E-mail and instant messaging aren't to workers' detriment?
I don't know that it is. We've begun to study the wellbeing levels of a few organizations now and when we segment out their remote workers—or people who work from home—they have wellbeing levels that compare favorably or a little bit better in some cases to the large physical offices where people come in every day.
Did you find that there is an ideal daily schedule for wellbeing?
It is so easy to put things off, but when people exercise in the morning, in many cases they did so because over time they realized that working out in the morning puts you in a better mood and you're more productive and you have more energy throughout the workday. People with high levels of wellbeing have been careful to work out early in the morning and not to have heavy meals throughout the day because you kind of fall off a cliff in terms of your energy by 2 or 3:00 if you have a lunch with a lot of heavy foods.
Were there companies that have done a particularly good job of encouraging wellbeing? For example, Google is famous from providing organic meals to its employees.
I'm sure all the things that Google does are perceived as helpful by employees and nice to have, but our engagement research shows that those more trivial benefits and perks—the doggie daycare and on-site dry-cleaning—don't have anywhere near as much impact as a manager who cares about what's going on with your family. So, I don't think companies can just pile on the benefits and see any real improvement in engagement or wellbeing over time.
In your own life, have you become really conscientious about exercising, eating right, and being engaged at work?
Yeah, I've made a lot of changes. The obvious one—that I think a lot of us who have worked on this research have learned—is that even if you have a lot to do in a given day and you have a lot of meetings scheduled, you actually get more done in less time if you start your day with a good workout and if you avoid some of the high loads of a sugars and carbs and fats earlier in the day. We've also seen a lot of people in our organization who rally around to say, "let's go spend time together," whether it's a work baseball team or everybody getting together after work to do one of the couch-to-5k running programs.

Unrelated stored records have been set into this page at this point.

PR #309, opened 2020-10-12
Add server join message in a debug channel

taahamahdi:
Not user-facing. We can use this debug channel for other information in the future.

### DIFF
--- a/src/events/client/guildCreate.ts
+++ b/src/events/client/guildCreate.ts
@@ -1,0 +1,34 @@
+import Eris from "eris";
+import _logger from "../../logger";
+import { state } from "../../kmq";
+import { sendMessage, EMBED_INFO_COLOR } from "../../helpers/discord_utils";
+const logger = _logger("guildCreate");
+
+export default async function guildCreateHandler(guild: Eris.Guild) {
+    const client = state.client;
+    logger.info(`New server joined: ${guild.id} with ${guild.memberCount} users`);
+    if (!process.env.DEBUG_SERVER_ID || !process.env.DEBUG_TEXT_CHANNEL_ID) return;
+    const kmqDebugChannel: Eris.TextChannel =
+        <Eris.TextChannel>client.guilds.get(process.env.DEBUG_SERVER_ID)
+            .channels.get(process.env.DEBUG_TEXT_CHANNEL_ID);
+    const joinDate: Date = new Date(guild.joinedAt);
+    await sendMessage({ channel: kmqDebugChannel }, {
+        embed: {
+            color: EMBED_INFO_COLOR,
+            author: {
+                name: guild.name,
+                icon_url: guild.iconURL
+            },
+            title: `New server joined!`,
+            fields: [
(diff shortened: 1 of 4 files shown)


src/events/client/guildCreate.ts
```diff
@@ -0,0 +1,34 @@
...
+import _logger from "../../logger";
+import { state } from "../../kmq";
+import { sendMessage, EMBED_INFO_COLOR } from "../../helpers/discord_utils";
+const logger = _logger("guildCreate");
+
+export default async function guildCreateHandler(guild: Eris.Guild) {
+    const client = state.client;
+    logger.info(`New server joined: ${guild.id} with ${guild.memberCount} users`);
+    const kmqDebugChannel: Eris.TextChannel = <Eris.TextChannel>client.guilds.find((guild: Eris.Guild) => {
+        if (guild.name === "KMQ") {
```
Brainicism, line 11: Can get rid of the `if` and just do a single line return on the condition. 
Compare guild.id instead of name

src/events/client/guildCreate.ts
```diff
@@ -0,0 +1,34 @@
...
+            return true;
+        }
+    }).channels.find((channel: Eris.AnyGuildChannel) => {
+        if (channel.name === "kmq-debug") {
```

I know people who are regular exercisers, healthy eaters, and active in their communities. Sometimes I think these are people who were just born with those inclinations. Are there certain personality types more prone to having wellbeing in multiple areas?
There is certainly some predisposition to wellbeing, based on the research I've looked at. There are people who have a lot more natural disciple. But for most of us, it takes a lot more in terms of social expectations, where, say, we tell people we're going to run a 5k. In my office in D.C., we've hired a lot of young people. Just something as basic as going and getting a paper cup of coffee—people give me dirty looks when I do that now. I know there's a social expectation that I should be using a mug that I wash and reuse each time instead of throwing away a paper cup. That's exactly what happened with smoking. Smokers were essentially just pushed to the outer edges of social networks one at a time. And you could watch the same social patterns with litter 25 years ago or seatbelt use. You can see how those big social changes happened in the context of groups and organizations and communities and neighborhoods.